Anastomotic insufficiencies are severe events for patients after esophageal or gastric resections. Mediastinitis, pneumonia, esophageal-pulmonary fistulae, sepsis and death could result from intrathoracic anastomotic leaks (IAL). To diagnose IAL endoscopy is recommended. There is a wide spectrum of primary endoscopic findings in patients with IAL. Suspected findings for an IAL in the endoscopic view are exposed staplers, smeary coats, deficient perfusion of the anastomotic region, and secretion of fluids or pus via the anastomosis. Sure signs for IAL are apparent leaks and an accessible mediastinal cave. In Figures 1 and 2 different findings of IAL are shown. The absence of endoscopic pathological findings does not exclude an IAL.

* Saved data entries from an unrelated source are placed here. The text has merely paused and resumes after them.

PR #162, opened 2020-05-14
Add example on "Make" variables

Wyverald:
for https://github.com/bazelbuild/bazel/issues/11322

after this, we can update the BE to remove the long code blocks (or at least shorten them).

### DIFF
--- a/make-variables/README.md
+++ b/make-variables/README.md
@@ -1,0 +1,33 @@
+# Examples demonstrating "Make" variables
+
+For the complete guide, see the page about ["Make"
+variables](https://docs.bazel.build/versions/master/be/make-variables.html) in
+the BUILD Encyclopedia.
+
+The `//testapp:show_app_output` target demonstrates predefined source/output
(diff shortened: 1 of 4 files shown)


Wyverald:
One thing to perhaps note is that the output files of the two `genrule` targets are now found in blaze-out/ instead of blaze-genfiles/. The latter directory does not even exist. I'm not sure why that's the case since according to https://docs.bazel.build/versions/master/be/general.html#genrule_args the `output_to_bindir` param defaults to False, so the output _should_ be in the "genfiles" directory. Either the documentation is wrong or there is a bug.

laurentlb:
By default in Bazel, the genfiles directory doesn't exist. See https://groups.google.com/g/bazel-dev/c/5iq7n1soenA/m/xGM_M1NOCAAJ for context.

In Google however, we haven't flipped the flags yet. So we somehow have to keep the code/documentation for that, and attributes like `output_to_bindir`.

Historically EVT is a new evolving technique. In 2000 Weidenhagen and Gruetzner created a new endoscopic approach for treatment of rectal anastomotic insufficiencies (1). In brief, a perforated drainage is covered with open pore polyurethane sponge drainage (OPD). This open-pore drainage could be placed through the defect opening, so-called intracavitary, or directly within the lumen covering the defect zone completely, so-called intraluminary (2). The only commercially available OPD for esophageal EVT is the ESO-Sponge® (B. Braun, Melsungen AG, Melsungen, Germany). System and application modes are shown in Figures 3, 4 and 5. Outside the patient drain is connected to a vacuum system. For intrathoracic leaks the use of electric pumps is recommended because of automatically vacuum regulation.
EVT offers a whole range of reported benefits for the endoscopic complication management after intrathoracic resections. We listed the advantages of EVT in Table 1.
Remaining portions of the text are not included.